Мастера словно прорвало. Он заговорил сердито:
— Вот, послушай, я тебе расскажу коротко о работе участка на примере бригады Малявки. В неделе пять рабочих дней. В понедельник в восемь утра мы собираемся на участке, потом объезжаем магазины, закупаем продукты на неделю. В одном — постоишь за консервами, в другом — за картошкой, в третьем — за помидорами, глядь, время к обеду подошло, а мы еще в Райцентре. К тому же, пока закупали снедь, ребята перехватили по стакану портвейна. Потом добавили. Глазки у всех веселенькие. Обедаем, наконец, едем на работу. То и дело сверху стучат по кабине. Одному по малой нужде надо сбегать, у другого живот разболелся, третий сигареты забыл купить. Наконец, к вечеру добираемся до вагончиков. Начинаем готовить ужин.

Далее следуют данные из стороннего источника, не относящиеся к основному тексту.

PR #6698, opened 2026-07-07
fix(builder/go): parse GORISCV64 and GOPPC64 for riscv64 and ppc64le targets

upuddu:
Correctly parse the microarchitecture level for `riscv64` and `ppc64le` build targets, so `GORISCV64` and `GOPPC64` are populated in the build environment.

The Go builder's target parser matched on `riscv` and `ppc64`, but Go's actual GOARCH values are `riscv64` and `ppc64le` (the latter alongside `ppc64`). So for a target like `linux_riscv64_rva22u64` or `linux_ppc64le_power9` the microarch level (`extra`) was dropped and the build ran with an empty `GORISCV64`/`GOPPC64`. The `case "riscv"` branch was effectively dead code since no GOARCH is ever literally `riscv`.

This widens the `ppc64` case to also cover `ppc64le` and corrects `riscv` to `riscv64`.

GOARCH-specific env var reference: https://go.dev/doc/install/source#environment (GORISCV64, GOPPC64).

Added the missing rows to `TestParse` in `internal/builders/golang/build_test.go` covering `linux_ppc64_power8`, `linux_ppc64le_power9`, `linux_riscv64_rva20u64`, and `linux_riscv64_rva22u64`. Verified with `go test ./internal/builders/golang/...` and `gofmt`.

### DIFF
--- a/internal/builders/golang/build.go
+++ b/internal/builders/golang/build.go
@@ -96,9 +96,9 @@ func (b *Builder) Parse(target string) (api.Target, error) {
 			t.Abi = abi
 		case "mips", "mipsle", "mips64", "mips64le":
 			t.Gomips = extra
-		case "ppc64":
+		case "ppc64", "ppc64le":
 			t.Goppc64 = extra
-		case "riscv":
+		case "riscv64":
 			t.Goriscv64 = extra
 		}
 	}
--- a/internal/builders/golang/build.go
+++ b/internal/builders/golang/build.go
@@ -98,7 +98,7 @@ func (b *Builder) Parse(target string) (api.Target, error) {
 			t.Gomips = extra
 		case "ppc64", "ppc64le":
 			t.Goppc64 = extra
-		case "riscv64":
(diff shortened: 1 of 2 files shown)


internal/builders/golang/build.go
```diff
@@ -96,9 +96,9 @@ func (b *Builder) Parse(target string) (api.Target, error) {
 			t.Abi = abi
 		case "mips", "mipsle", "mips64", "mips64le":
 			t.Gomips = extra
-		case "ppc64":
+		case "ppc64", "ppc64le":
 			t.Goppc64 = extra
-		case "riscv":
+		case "riscv64":
```
caarlos0: should probably be `case "riscv", "riscv64":`?

upuddu:
Good call - done, matches the `ppc64`/`ppc64le` line right above.

caarlos0 (approved):

caarlos0:
thanks!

Линейщики в лучшем случае заготовят на завтра такелаж. Если в хорошем настроении, погрузят в машину трос и шарниры. А то просто слоняются из угла в угол. Ну, вторник, среда, четверг, — как правило, полноценные рабочие дни. В пятницу — работа до обеда. Пообедаем — и домой. Вот и считай. В пятидневку набралось три с половиной рабочих дня. Это в разрезе недели. А вот — за месяц. Первая неделя — раскачка, вторая — начинаем чесать затылок, третья — беремся за дело, но время-то упущено. Наступают последние дни месяца. Приезжает Самусенко, начинаются уговоры и обещания, посулы и угрозы. Так или иначе бригаду уламывают, и люди работают от зари до захода солнца, иногда при свете автомобильных фар, без суббот и воскресений. Но вот план сделан, аврал позади и вновь повторяется все сначала. Это — за месяц. А вот в разрезе года. Март, апрель, май — обычно нет материалов, народ бездельничает. Июнь, июль, август — раскачка. Сентябрь — попахивает авралом. И, наконец, по конец декабря, включая 31 число до 12 ночи — аврал. Один раз даже Новый год прихватили — монтировали трос в последнем пролете. Ну, конечно, допущено много брака. Январь, февраль — устраняем свои же недоделки. А там — опять новый объект, еще не укомплектованный полностью материалами. Как видишь, и тут замкнутый цикл.